I hope it'll work on an M4 Mac Mini. Does anyone know what hardware to get? You'll need a full ATX PSU to supply power, right? And then tinygrad can do LLM inference on it?

[−] mlfreeman 41d ago
I followed the instructions link and read the scripts...although the TinyGPU app is not in source form on GitHub, this looks to me like the GPU is passed into the Linux VM underneath to use the real driver and then somehow passed back out to the Mac (which might be what the TinyGrad team actually got approved).

Or I could have totally misunderstood the role of Docker in this.

[−] ajdegol 40d ago
I think that metal isn’t double precision; so that limits some serious physics simming; but if you’re doing that I guess you just rent a gpu somewhere.

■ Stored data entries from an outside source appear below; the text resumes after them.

PR #1481, opened 2022-01-12
Revert "try pining setuptools (#1466)"

pawl:
This reverts commit 6ddf9409401e290e267c9c5041d92fdf5f47170d.

Since #1467 was merged, we no longer need to pin setuptools to `<59.7.0` to avoid this error:
```
File "setup.py", line 60, in
scheme['data'] = scheme['purelib']
KeyError: 'purelib'
```

This also fixes these issues:
* https://github.com/celery/celery/discussions/7202
* https://github.com/celery/celery/pull/7194#issuecomment-1002928015
* https://github.com/celery/celery/commit/d4b97bedc79aed0b45dd3720b683d8d8572da2a9#r63108656

### DIFF
--- a/.github/workflows/ci.yaml
+++ b/.github/workflows/ci.yaml
@@ -18,7 +18,7 @@ jobs:
         with:
           python-version: ${{ matrix.python-version }}
       - name: Install dependencies
-        run: pip install --upgrade pip 'setuptools<59.7.0' wheel tox tox-docker
+        run: pip install --upgrade pip setuptools wheel tox tox-docker
       - name: Run unittest
         run: tox -v -e ${{ matrix.python-version }}-linux-unit -- -v
   #################### Integration tests ####################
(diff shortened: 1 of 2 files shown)


auvipy:
what is the least safer version? like with python 3.6+ only?

pawl:
@auvipy looks like version v47.0.0:
> #2094: Setuptools now actively crashes under Python 2. Python 3.5 or later is required. Users of Python 2 should use setuptools<45.

Source: https://setuptools.pypa.io/en/latest/history.html#v47-0-0

I'll go ahead and switch it to requiring at least that version.

auvipy:
I am OK with v47/48, @jaraco can you please shed some light on the least safe version to be used?

jaraco:
I don’t understand the question. Can you describe what you’re trying to achieve with “safe”?

auvipy:
the minimal version of setuptools we should enforce in 2022

auvipy (approved):

PR #1482, opened 2022-01-22
The times of retrying is not correct

lemonshir:
The times of retrying was 'max_retries' plus 1 which is fixed now.


auvipy (approved):

lemonshir:
No other related issues were detected from my side.

thedrow:
There should be a unit test to ensure this doesn't regress. @lemonshir Mind writing one?

PR #1483, opened 2022-01-25
Remove use of OrderedDict in various places

atombrella:


kombu/connection.py
```diff
@@ -658,7 +657,7 @@ def _info(self, resolve=True):
 
     def info(self):
         """Get connection info."""
-        return OrderedDict(self._info())
+        return dict(self._info())
```
auvipy, line 660: can you find out some more OrderedDict in the code base please?

auvipy (changes requested):

kombu/connection.py
atombrella: Will do. There are more.

kombu/transport/virtual/base.py
```diff
@@ -160,7 +160,7 @@ class QoS:
     #: current prefetch count value
     prefetch_count = 0
 
-    #: :class:`~collections.OrderedDict` of active messages.
```
atombrella, line 163: Should be reverted.

kombu/transport/virtual/base.py
```diff
@@ -177,6 +177,8 @@ def __init__(self, channel, prefetch_count=0):
         self.channel = channel
         self.prefetch_count = prefetch_count or 0
 
+        # Because we set an attribute on the OrderedDict, which
+        # is not possible with an ordinary dictionary
```
thedrow, line 181: Please rephrase the comment as it isn't using proper English.

thedrow (changes requested):

kombu/transport/virtual/base.py
atombrella: Is this better? I'd prefer not to trigger pipelines just for this.

```
        # Standard Python dictionaries do not support setting attributes
        # on the object, hence the use of OrderedDict
```

atombrella: @thedrow

atombrella: I pushed that change.

auvipy (approved):

PR #1484, opened 2022-01-28
Set redelivered property for Celery with Redis

Dehax:
Fixed setting `redelivered` value for Celery when Redis broker is used.

According to the Celery implementation, `redelivered` should be inside `delivery_info`:

- https://github.com/celery/celery/blob/25ca389039f667cdf940c9efe44bdefd1cf70f30/celery/app/trace.py#L406-L407
- https://github.com/celery/celery/blob/25ca389039f667cdf940c9efe44bdefd1cf70f30/celery/app/control.py#L358-L362
- https://github.com/celery/celery/blob/25ca389039f667cdf940c9efe44bdefd1cf70f30/celery/worker/request.py#L153-L157

It's also mentioned in the User Guide:
https://github.com/celery/celery/blob/25ca389039f667cdf940c9efe44bdefd1cf70f30/docs/userguide/tasks.rst#reject
```
from celery.exceptions import Reject

@app.task(bind=True, acks_late=True)
def requeues(self):
    if not self.request.delivery_info['redelivered']:
        raise Reject('no reason', requeue=True)
    print('received two times')
```

### DIFF
--- a/kombu/transport/redis.py
+++ b/kombu/transport/redis.py
@@ -717,6 +717,7 @@ class Channel(virtual.Channel):
         try:
             try:
                 payload['headers']['redelivered'] = True
+                payload['properties']['delivery_info']['redelivered'] = True
             except KeyError:
                 pass
             for queue in self._lookup(exchange, routing_key):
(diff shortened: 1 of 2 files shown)


auvipy (changes requested):
could you please add test for the proposed change?

Dehax:
@auvipy Sure, I've added a test with a real payload from my Celery project.

auvipy:
thanks for handling this. I have started the build

auvipy (approved):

I would definitely be into this if adding an egpu was first class supported.

[−] eoskx 41d ago
Interesting, but cannot run CUDA or more to the point nvidia-smi.
[−] wmf 41d ago
Pretty misleading. This driver is only for compute not graphics.
[−] EagnaIonat 40d ago

> If you have a Thunderbolt or USB4 eGPU and a Mac, today is the day you've been waiting for!

I got an eGPU back in 2018 and could never get it to work. To the point that it soured me from doing it again.

These days for heavy duty work I just offload to the cloud. This all feels like NVidia trying to be relevant versus ARM.

[−] vondur 41d ago
If you could get Nvidia driver support on Mac’s I bet Apple would have sold more MacPro’s.
[−] the__alchemist 41d ago
I'm writing scientific software that has components (molecular dynamics) that are much faster on GPU. I'm using CUDA only, as it's the eaisiest to code for. I'd assumed this meant no-go on ARM Macs. Does this news make that false?
[−] brcmthrowaway 41d ago
What are the limitations of USB4/Thunderbolt compared with a regular PCIe slot?
[−] ece 41d ago
Apple should update this page for ARM macs, now runs tinygrad on eGPUs: https://support.apple.com/en-us/102363
[−] frankc 41d ago
My main thought is would this allow me to speed up prompt process for large MoE models? That is the real bottleneck for m3ultra. The tokens per second is pretty good.
[−] amelius 40d ago
These tinyboxes are so expensive (starting at $12,000), why don't they just put a CPU inside and allow users to ssh into them?
[−] dd_xplore 41d ago
Why does Apple need to make the drivers in a walled garden? Atleast they should support major device categories with official drivers.
[−] lowbloodsugar 41d ago
Can I do prefill on the eGPU and the decode on the Mac?
[−] direwolf20 40d ago
Isn't it sad that we've ended up in a situation where we are talking about "Apple approves" rather than "someone creates"? Fuck Apple.
[−] ErenalpCet 40d ago
yes good report
[−] qoez 41d ago
Idk why this doesn't link to the original source instead of this proxy source: https://x.com/__tinygrad__/status/2039213719155310736
[−] surcap526 39d ago
[dead]
[−] surcap526 39d ago
[dead]
[−] vegabook 41d ago
[flagged]
[−] userbinator 41d ago
[flagged]
[−] tensor-fusion 41d ago
[flagged]
[−] bigyabai 41d ago
The opportunity cost of Apple refusing to sign Nvidia's OEM AArch64 drivers is probably reaching the trillion-dollar mark, now that Nvidia and ARM have their own server hardware.